NEW YORK (PRWEB) October 25, 2019
On October 25, 2019, will be the the first time the President will be visiting a Historical Black College/University (HBCU) during his Presidency. He will be giving the keynote address at Benedict College in South Carolina at a Bipartisan Criminal Justice Reform Event with the Presidential hopefuls. Author Dawn Simmons, 60 South Carolina incarcerated co-authors and family members are requesting a conversation with President Trump and the BiPartisan Committee in an attempt to affect any meaningful Criminal Justice and Prison Reform.
Since 2013, Dawn Simmons, an African American Female Republican from Harlem and previous NYC Council candidate, has researched and written the book “Letters To Our Sons” with over 80 prisoners and ex-prisoners, law enforcement and advocacy groups.

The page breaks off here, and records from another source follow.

PR #1295, opened 2024-05-30
"Rework CI for linting and use new linting in main CI"

timfelle:
This pull request includes the following changes:

- Rework of the CI for linting, including separating linting into its own file, performing checks for the repository and all changed files individually, and adding the ability to set a minimum score when calling the action.

- Using the new linting in the main CI workflow.

- Clean up of the workflow.

These changes improve the linting process and make it more clear what can be done to improve it.

As an additional bonus, we now cancel old workflows for a PR when a new commit is submitted. which should help reduce resource usage and speedup return for the valid runs.

PR #1298, opened 2024-05-31
Complete rework of the CI pipelines

timfelle:
By introducing actions specific for external dependencies and separated workflow files, maintenance should be simpler. Additionally we can better utilize caches of external dependencies to save resources.

Depends on: #1295
Requires the following repository level changes:

- Branch requirements should be assigned to the completion job for both main and develop.
- Repository variables should be set:
-- `FLINT_GLOBAL_MINIMUM`: score for repository level flint.
-- `FLINT_CHANGED_MINIMUM`: score requirement for modified files.
-- `JSON_FORTRAN_VERSION`: The JSON-Fortran version we should test against.
-- `PFUNIT_VERSION`: The version of pFunit we should test against.


timofeymukha:
Nice, the develop.yml was indeed a bit of a monster.

njansson (approved):

njansson:
Great stuff!

timofeymukha (approved):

She has addressed the South Carolina Statehouse on this issue as well as the Truth in Sentencing law where SC prisoners must complete a minimum of 85% of their sentence. As well as the bloody Lee Correctional Institution riots where seven (7) prisoners were killed and twenty-two (22) injured due to short-staffing. In November 2018, Ms. Simmons was invited as a guest to the Criminal Justice Reform Summit in Los Angeles 2018.
Currently, the video podcast series, FromWithinSeries.com, based off her book, serves as an invaluable tool to deter youth from a life of crime and shares actual experiences of solitary confinement, mass incarceration, recidivism, current prison conditions from those that have lived and worked in prisons.
- WATCH THE TRAILER: https://www.fromwithinseries.com/sctrailer
By meeting with Ms. Simmons, some of the state prisoners in the South Carolina Department of Corrections (SCDC) and their loved ones, it would not only show the world just how committed and serious President Trump and the BiPartisan Committee is about meaningful prison reform on the state level (although he may not have jurisdiction at the state level, he may have influence), but will greatly assist in creating laws that address the issues of those that have been incarcerated and reduce recidivism. How can we make this happen Mr. President?